# Whooo Hoooo!! How about my new grinder!!!!!! Two pictures!!



## fpnmf (Jul 28, 2011)

I love the KA and the tools I have for it.

It takes a long time to grind meat up and up til lately haven't needed that much grinding for the andouille.

Chunked half of the meat and ground the other half.

Got some venison and SS kits so I need a bigger grinder. Also gonna start making kielbasa soon.

I have lots of time on my hands so I read hundreds of reviews and decided to get the Cabela's Commercial Grade Grinder. One half H/P.  It is a great machine...ground 13 pounds of venison and butt in less than 4 minutes.

It is quite quiet too...not something I read about in the reviews..most folks said the other grinders were very noisey.








13 pounds of meat ground in less than 4 minutes....







Have a great day!!

Craig


----------



## daveomak (Jul 28, 2011)

Nice grinder Craig.....What is on the list to do now ???........


----------



## roller (Jul 28, 2011)

Nice grinder I have to get me one I am tired of this hand crank one that I have...That one looks like it will do the job...


----------



## fpnmf (Jul 28, 2011)

DaveOmak said:


> Nice grinder Craig.....What is on the list to do now ???........


I sent 007 out to find the super secret kielbasa recipe.. 

I also got mix Kirby  bucket  mixer in today!!

Prolly gonna do about 20-25 lbs of kielbasa..

   Craig


----------



## gotarace (Jul 28, 2011)

Wow Craig congrats on the new addition to your smoking stable!!! Your going to have to build a meat room on your new house if you keep buying equipment!! Looks like a great grinder.


----------



## sqwib (Jul 28, 2011)

Sweet


----------



## boykjo (Jul 28, 2011)

_I sent 007 out to find the super secret kielbasa recipe.. _

_I also got mix Kirby  bucket  mixer in today!!_

_Prolly gonna do about 20-25 lbs of kielbasa.._

_    Craig_







congrats on the new grinder...............................


----------



## alelover (Jul 28, 2011)

Nice.


----------



## mballi3011 (Jul 28, 2011)

Congrats on the new grinder it's a beauty for sure. One word of advice you think that the smoke meat thingie was addicting now wait till you eat your first home made sausage. You'll be grinding up everything you can get your hands on believe me. Seen it been there and got the shirt. Heck my dog tri-pod (new name)  got too close to me one day.
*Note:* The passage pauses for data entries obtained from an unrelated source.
PR #37, opened 2021-07-05
Updates for SymbolicUtils 0.13

AlCap23:
I've started writing an update for the symbolic conversion to make an interface with DataDriven.

I still need some time, but `node_to_symbolic` works now. All the other stuff will gradually happen over the next few days ;).


Project.toml
```diff
@@ -26,7 +26,6 @@ Optim = "0.19, 1.1"
 Pkg = "1"
 Reexport = "1"
 SpecialFunctions = "0.10.1, 1"
-SymbolicUtils = "0.6"
```
AlCap23, line 29: I forgot to include this again. But I should be working on the latest release.

AlCap23:
I had some issues with the explicit indexing of the functions, but this is resolved now. The tests are green on my machine and this seems to be ready to merge.

testfile.jl
```diff
@@ -0,0 +1,15 @@
+using SymbolicRegression
```
AlCap23, line 1: Ah, I added this without intention. Sorry. Will delete :)

MilesCranmer:
I am amazed; thanks so much @AlCap23! This looks **fantastic**. I will take a deeper look through this PR later this week to check through everything, but from an initial skim through, this looks really really good.

AlCap23:
I wonder if we need the `index_functions` keyword since I got rid of the naming convention. Maybe a tighter check via `typeof(f) === typeof(op)` is necessary.

src/InterfaceSymbolicUtils.jl
```diff
@@ -26,204 +26,204 @@ will generate a symbolic equation in SymbolicUtils.jl format.
...
-        if nargs == 2
-            r = symbolic_to_node(args[2], options, varMap=varMap)
-            return Node(op_idx, l, r)
-        else
-            # TODO: Assert operator is +, *
-            return _multiarg_split(op_idx, args, options, varMap)
-        end
+function findoperation(op, ops)
+    for (i,oi) in enumerate(ops)
+        Symbol(oi) == Symbol(op) && return i
```
AlCap23, line 89: Here.

AlCap23: Ah, forget it :) . I should really wait some time before waking up. We match the symbols.

MilesCranmer:
I changed `convert(::Node, eqn, options)` to be `convert(::Node, eqn, options; varMap=nothing)`. Is that okay with you? That allows the user to pass varMap for differently named variables, if necessary. (functionality preserved for `symbolic_to_node` too.).

MilesCranmer (commented):
Looks fantastic, thanks so much for pushing this! You have great software intuition; I was stuck for how to do this update, but this looks like a great way to do it.

Let me know if the small changes I added are good with you.

Final question before I merge: have you tested if the performance changes with the `try-catch` instead of explicitly returning `false` upon detecting inf or nan? I remember the `try-catch` hurting the equation evaluation significantly which is why I started doing explicit returns. Although, the simplification stuff isn't much of a bottleneck so it might not matter anyways.

Thanks again!
Miles

src/InterfaceSymbolicUtils.jl
```diff
@@ -5,225 +5,132 @@ using SymbolicUtils
...
+    using `symbolic_to_node`.
+"""
+function node_to_symbolic(tree::Node, options::Options;
+                     varMap::Union{Array{String, 1}, Nothing}=nothing,
+                     evaluate_functions::Bool=false,
+                     index_functions::Bool=false
+                     )
+    expr = subs_bad(parse_tree_to_eqs(tree, options, index_functions, evaluate_functions))
+    # Check for NaN and Inf
+    @assert isgood(expr) "The recovered equation contains NaN or Inf."
```
AlCap23, line 122: This is the reason for the try catch. We could just get rid of it and check the result for Inf / NaN here.

AlCap23:
Thanks! I am glad to hear this :).

I didn't benchmark the performance but included the try-catch due to the assertion error ( see my comment ) .

We could just get rid of the assertion or include a boolean flag to skip it and test the result for NaN/Inf.

src/InterfaceSymbolicUtils.jl
MilesCranmer: I think it's fine as is!

MilesCranmer:
Awesome. Let me do a quick benchmark to make sure nothing major changed, and I'll merge.

MilesCranmer:
Nice, it looks like this actually sped up the simplification functionality!

MilesCranmer:
Thanks again! Merged.

MilesCranmer:
*I mean 0.6.11 :)

PR #39, opened 2021-07-26
Autodiff for equations

kazewong:
Adding a functionality to compute the gradient of a tree respect to its input feature.

The main modifications are in EvaluateEquation.jl, and the most significant function added should be `evaldiffTreeArray`. Note that these modifications have not been incorporate in the main loop, but `evaldiffTreeArray` can be called given a tree.

PR todo's:

- [ ] Incorporate this feature into the main script.
- [ ] Write comment strings

Future todo's (for a different PR):

1. Optimize speed with fused operator.
2. Generalize to higher order derivatives
3. Generalize to derivatives respect to constants for backpropagation.


src/SymbolicRegression.jl
```diff
@@ -24,6 +24,17 @@ export Population,
     simplifyWithSymbolicUtils,
     combineOperators,
     genRandomTree,
+    mutateConstant,
```
MilesCranmer, line 27: Do these need to be exported? You can manually use them with:

```
using SymbolicRegression
...
SymbolicRegression.mutateConstant(...)
```

Exporting stuff is mainly for functions that a user would commonly use, rather than internal functions

kazewong: I tried not exporting those functions I added then use what you suggested, but it seems I cannot find them during runtime. I need access to all most of the low level functions since I am calling those functions in another directory, just like how one would call a library. Please feel free to remove these added exports if it doesn't match the package's general use cases.

MilesCranmer: If you are experimenting, then I would just leave it as is, but not commit the code. You can add changes selectively with `git add -p`. If code is inside the package it should be able to access them with `@from ...`.

MilesCranmer: Actually I think it should work, if you just call `@from ...` inside SymbolicRegression.jl. No need to export. You should be able to do `SymbolicRegression.mutateConstant`.

kazewong: Yeah it works, it just doesn't tab complete so I thought it is not there

src/Options.jl
```diff
@@ -353,6 +356,22 @@ function Options(;
...
+    diff_binary_operators = Any[]
+    diff_unary_operators = Any[]
+
+    for op in binary_operators
+        diff_op(x,y) = gradient(op,x,y)
+        push!(diff_binary_operators, diff_op)
+    end
+
+    for op in unary_operators
+       diff_op(x) = sum(gradient(op,x))
```
MilesCranmer, line 368: Why is this one summed?

MilesCranmer:
One other thing I forgot: I think diff_binops and diff_unaops should be added here as well, as a function set 4 and 5, respectively.

https://github.com/MilesCranmer/SymbolicRegression.jl/blob/ef319867a05ef7a6150c72760bd12e99d9d1698f/src/Configure.jl#L63-L74

This functionality moves user-defined functions or losses to other works (e.g., if using for multi-node). I think we'll have to move the derivatives as well, since Zygote is called outside of the workers.

MilesCranmer:
1. I modified your todo list to list things for the PR (before merge), and things for later. e.g., higher derivatives is probably too hard, we can leave for later.
2. I think a flag should be added to options for turning on/off the derivative calculation. For example, maybe the user defines a non-differentiable operator.
3. Optimizations (optional)
    1. I think we can speed up the derivative calculation a bit. Right now I think it does about O(n^n), for n the size of a tree, more computation than it needs to, since it re-runs evalTreeArray at each node. I think a single evalTreeArray can be called, and the result for each subtree can be stored for when computing the derivatives.
    2. I think a quick search could be run on each subtree before doing computation. If a feature does not appear in the subtree, the gradient is zero.

src/Options.jl
kazewong: It was a debug thing that I forgot to change it back. Tho I think it doesn't matter whether it is gradient(op,x)[1] or sum(gradient(op,x)) since there is only one component in the result

MilesCranmer:
I am still wondering if there is an easy way to do the gradient computation with a single pass through. e.g., the function `diff_deg0_eval` would return a vector for each row like `[0, 0, 0, 1, 0, 0]` where the `1` corresponds to if the 4th feature is in that node. Thoughts?

kazewong:
> I am still wondering if there is an easy way to do the gradient computation with a single pass through. e.g., the function `diff_deg0_eval` would return a vector for each row like `[0, 0, 0, 1, 0, 0]` where the `1` corresponds to if the 4th feature is in that node. Thoughts?

I just finish making that function and testing it in another branch. It agrees with mathematica for the cases I have tested.

MilesCranmer:
Any idea why the gradient test no longer passes?

kazewong:
> Any idea why the gradient test no longer passes?

I think in the test script, the line 

`@test evaldiffTreeArray(tree, input_data, options, i)[1][1] ≈ true_grad[i]`

is still getting the first argument from the function, which changed from the derivative to the values. 

`@test evaldiffTreeArray(tree, input_data, options, i)[2][1] ≈ true_grad[i]` should fix it

MilesCranmer:
Thanks! This looks fantastic. Reviewing now. I did some small changes in the code (like making them into for-loops, so I can add a check for infs/nans) but it should be equivalent. Questions:

- What are the contents of gradient_list? 
- Can you put a unit test into the test/derivative_test.jl for the grad function? I tried it on the equation ` tree = Node("x1") + cos(Node("x1")) * Node("x2") * 3.2` (which is equal to `(x1 + ((cos(x1) * x2) * 3.2))`). This seems to give the correct gradient for x, but wrong gradient for y. Not sure why this is.
- I made a separate function for `evalgradTreeArray` that simply has no `gradient_list` argument, so the user can call it without needing to pass an empty matrix themselves.
- Can the `constant_index` be moved into a separate tree type that is created for the gradient evaluation? i.e., instead of putting it into the `Node` type. Since it's only used for the gradient calculation, this keeps the `Node` type lighter weight, and also prevents future errors since the `constant_index` will become innaccurate after mutations (and needs to be recalculated anyways).
- You don't need to use `deepcopy` for arrays, `copy` gets everything that is needed and is much faster. `deepcopy` is for user-defined types generally. I'll put this change in too.

MilesCranmer:
Okay, I found the error! The evalgradTreeArray was doing binary operators correctly, but unary operators it was not yet batching over the `dcumulator`. I think this is fixed now.

In addition, I removed the `constant_index` from the `Node` struct, and instead implemented a `NodeIndex` struct, whose only purpose is to record indices for nodes in an equation. It's also a tree, but only has a single attribute for the index. I updated the `indexConstants` struct to output this tree, and the gradient operations to use this.

MilesCranmer:
Added a test for the gradient function, and also switched to CamelCase (`evalGradTreeArray` and `evalDiffTreeArray`).

MilesCranmer:
I'm a bit confused - the unittest passes on my own machine, but doesn't seem to pass in the GitHub action. What do you see on your machine?

(you can run it with `julia --project=.` then run `import Pkg; Pkg.test()`

kazewong:
> I'm a bit confused - the unittest passes on my own machine, but doesn't seem to pass in the GitHub action. What do you see on your machine?
> 
> (you can run it with `julia --project=.` then run `import Pkg; Pkg.test()`

Works fine for me on my workstation, which is running cent OS

MilesCranmer:
Hey @kazewong, sorry for the long delay on this. I spent today working on this, and finally resolved all the merge conflicts, incorporated the latest evaluation optimizations into the evalGrad/Diff functions, and expanded the unit tests. The unit tests now check both the gradients with respect to variables, and with respect to constants. I think this is now ready to go!

One last to-do item: I think this needs to check whether the derivative of an operator exists upon creating the differential operations. If the derivative does not exist, then it should store the identity function instead. Then, when autodiff is incorporated into the optimizer, then having non-differentiable functions should cause the optimizer to go back to its current strategy of numerically estimating the gradients.

src/Options.jl
```diff
@@ -318,6 +319,22 @@ function Options(;
     binary_operators = map(binopmap, binary_operators)
     unary_operators = map(unaopmap, unary_operators)
 
+    diff_binary_operators = Any[]
+    diff_unary_operators = Any[]
+
+    for op in binary_operators
+        diff_op(x, y) = gradient(op, x, y)
```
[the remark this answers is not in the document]
MilesCranmer: Okay added it. Now it displays the following message:

```julia
julia> options = Options(;
           binary_operators=(+, *, -, /, ^),
           unary_operators=(cos, exp, sin, myrelu),
       )
┌ Warning: Automatic differentiation has been turned off, since operator myrelu does not have well-defined gradients.
└ @ SymbolicRegression.var"../Options.jl" ~/Documents/SymbolicRegression.jl/src/Options.jl:362
```

where we have defined `myrelu` as `myrelu(x) = x > 0 ? x : 0` - which returns `nothing` from `Zygote.gradient` for negative input..

MilesCranmer (approved):

MilesCranmer (approved):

You will enjoy it alot believe me there too.


----------



## SmokinAl (Jul 28, 2011)

Nice grinder Craig. I have a Cabela's too. They are one mean grinder.


----------



## Bearcarver (Jul 28, 2011)

Uh Oh---A lot of sausage is going to be made near the Fountain of Youth !!!

Nice!

Bear


----------



## africanmeat (Jul 28, 2011)

enjoy your new toy


----------



## daveomak (Jul 28, 2011)

I sent 007 out to find the super secret kielbasa recipe..I also got my Kirby bucket mixer in today!!...Prolly gonna do about 20-25 lbs of kielbasa..

   Craig

O KEE DOUGH KEE----
	

	
	
		
		



		
		
	


	





  ----
	

	
	
		
		



		
		
	


	





  --- 
	

	
	
		
		



		
		
	


	





---


----------



## pineywoods (Jul 28, 2011)

Congrats Craig that should do the job


----------



## roller (Jul 28, 2011)

Maybe he can get Ponce to help him out....


----------



## fpnmf (Jul 28, 2011)

Thanks fellas!!

It's all Pineys fault too...making me take all that venison and sausage making stuff....  (I have room for more now)

Next I am going back and buy all the danged habenaros so I can start my hot sauce enterprise.
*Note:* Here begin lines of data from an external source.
Issue #46, opened 2021-09-27
Version of SymbolicUtils.jl blocked to 0.13 while the current version is 0.16


hurak:
Installing `SymbolicRegression.jl` force downgrade of `ModelingToolkit.jl`, `Symbolics.jl` and `SymbolicUtils.jl`. I can read in `Project.toml` the compat entry `SymbolicUtils = "0.13"`. If I understand the convention described in [https://pkgdocs.julialang.org/v1/compatibility/#compat-pre-1.0](https://pkgdocs.julialang.org/v1/compatibility/#compat-pre-1.0) correctly, this binds the package to `0.13.x` versions. Is that necessary here? `SymbolicUtils.jl` is now in version `0.16.0`.

MilesCranmer:
See https://github.com/MilesCranmer/SymbolicRegression.jl/pull/45. Upgrading SymbolicUtils currently breaks the test suite, so will need to figure out why before adding the updated version.

MilesCranmer:
Actually, it looks like the tests pass. So it’s probably not necessary! But for stability reasons I need to still read the change logs before merging.

AlCap23:
#50 Seems fine on my machine.

MilesCranmer:
Version 0.6.15 should be up soon which satisfies this. Sorry for the delay.

PR #50, opened 2021-11-04
SymbolicUtils v0.18

AlCap23:
Updates for usage with `SymbolicUtils` from `v0.18`. 

I've adapted one simplification rule, which errored during precompilation and substituted `has_trig` with `has_trig_exp`.

Locally, the tests work except for one issue with an unsafe stream ( possible M1 related 😅 ).


MilesCranmer:
Awesome, thanks @AlCap23! Closes #51 #46.

PR #75, opened 2022-03-09
Refactoring PopMember + adding adaptive parsimony to tournament

MilesCranmer:
This PR includes both:

1. A refactor of PopMember to both include a score (which has the complexity penalty), and loss (the raw loss).
2. Incorporation of the adaptive parsimony strategy into the tournament scoring, rather than just the simulated annealing part of the pipeline.
3. Tweaking the adaptive parsimony to use a moving window (10 cycles window size), rather than accumulating over the entire search.

### DIFF
--- a/Project.toml
+++ b/Project.toml
@@ -1,7 +1,7 @@
 name = "SymbolicRegression"
 uuid = "8254be44-1295-4e6a-a16d-46603ac705cb"
 authors = ["MilesCranmer <miles.cranmer@gmail.com>"]
-version = "0.7.14"
+version = "0.8.0"
 
 [deps]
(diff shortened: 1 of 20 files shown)


MilesCranmer:
This is a breaking change to the library as it introduces the `loss` attribute of `PopMember`, as well as changes `scoreFunc` to output two numbers rather than one. Therefore this will bump the version to 0.8.0.

MilesCranmer:
Generating random trees as one of the mutations kind of messes up the search because the trees are always size 5. Let me tweak the random tree generation mutation to be of random size - any possible size is valid.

Hahahahahahhahahahhahahhahahahaha!!!

  Craig


----------



## sqwib (Jul 28, 2011)

OK, ....  what did you name it?


----------



## fpnmf (Jul 28, 2011)

SQWIB said:


> OK, ....  what did you name it?


Name what?? The sauce??

Not sure yet...prolly be something about grouchy old man.  Thats going to be the name of my charcoal...GOM...

Craig


----------



## raptor700 (Jul 28, 2011)

Very nice grinder neighbor, If you need more room I know some one that can build an addition onto your house


----------



## venture (Jul 28, 2011)

That grinder should take care of you for a long time.  Congrats!

Good luck and good smoking.


----------



## tyotrain (Jul 28, 2011)

congrats on the grinder..


----------



## meateater (Jul 28, 2011)

Nice grinder, that should last a while.


----------



## tjohnson (Jul 28, 2011)

He who dies with the most toys wins!

Congrats My Friend!

Todd


----------



## bmudd14474 (Jul 28, 2011)

Congrats Craig. I have the same one. Isn't it amazing at how well it works.


----------



## masterofmymeat (Jul 29, 2011)

I can now see this hobby that started with a $40 ECB is going to cost

me and the missus a fortune.

Nice grinder Craig!


----------



## shtrdave (Jul 29, 2011)

You are going to love it, I have the 1 HP model with a 22 head on it, the nicest thing it all the attachments you can get for it from Cabelas or Weston. If you make jerky look at one of the jerky cutter attachments, but get the bigger one as it will take a larger piece of meat. nice uniform slices. The patty maker is nice also and I have the tenderizer or cuber but not used it.

If yo didn't get one look for the foot pedal control.


----------



## jak757 (Jul 29, 2011)

Sweet grinder!  Looking forward to seeing a bunch of sausage Qview from yu.

Congrats on the new toy.  I mean tool....oh heck they are one and the same for us aren't they?!?!


----------



## fpnmf (Jul 29, 2011)

Thanks fellas!!

Craig


----------